Scientists sign up to view book of life

February 23, 2001

British universities are to seal six-figure deals with Celera, the commercial rival of the public Human Genome Project, to give their scientists access to the company's genetic databases.

The names of the institutions involved, which may include at least one consortium, have not been released, but the first two subscriptions should be finalised this week.

Celera, which last week published a full sequence of the human genome a day after the HGP, claims to be negotiating similar deals with other European institutions and several British government agencies.

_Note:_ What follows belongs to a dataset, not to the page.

PR #751, opened 2024-03-28
DON'T MERGE: investigate doc-magic problem in PR #750

hendriktews:


hendriktews:
The problem was caused by Stefan, pushing directly, without running CI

Although Celera's academic subscription rate is far lower than its rate for commercial firms, which pay between $5-15 million, the cost is not insignificant. The  minimum academic subscription is for ten named users at an annual charge of $15,000 each for three years.

John Lewis, Celera's academic sales director, said subscription would give scientists access to the genetic book of human life, which draws on both Celera's and the HGP's sequencing efforts, with 26,000 genes identified and referenced to those proteins known to be linked to each one.

Mr Lewis said that deals with Celera would not tie scientists to the company: "Academic researchers are free to exploit what they find, as long as the value remains with the university investigator."

Celera's academic subscribers in the United States include Yale, Harvard and Vanderbilt universities. The Australian government has brokered a national deal and the Max Planck Society in Germany is among European organisations that have signed up.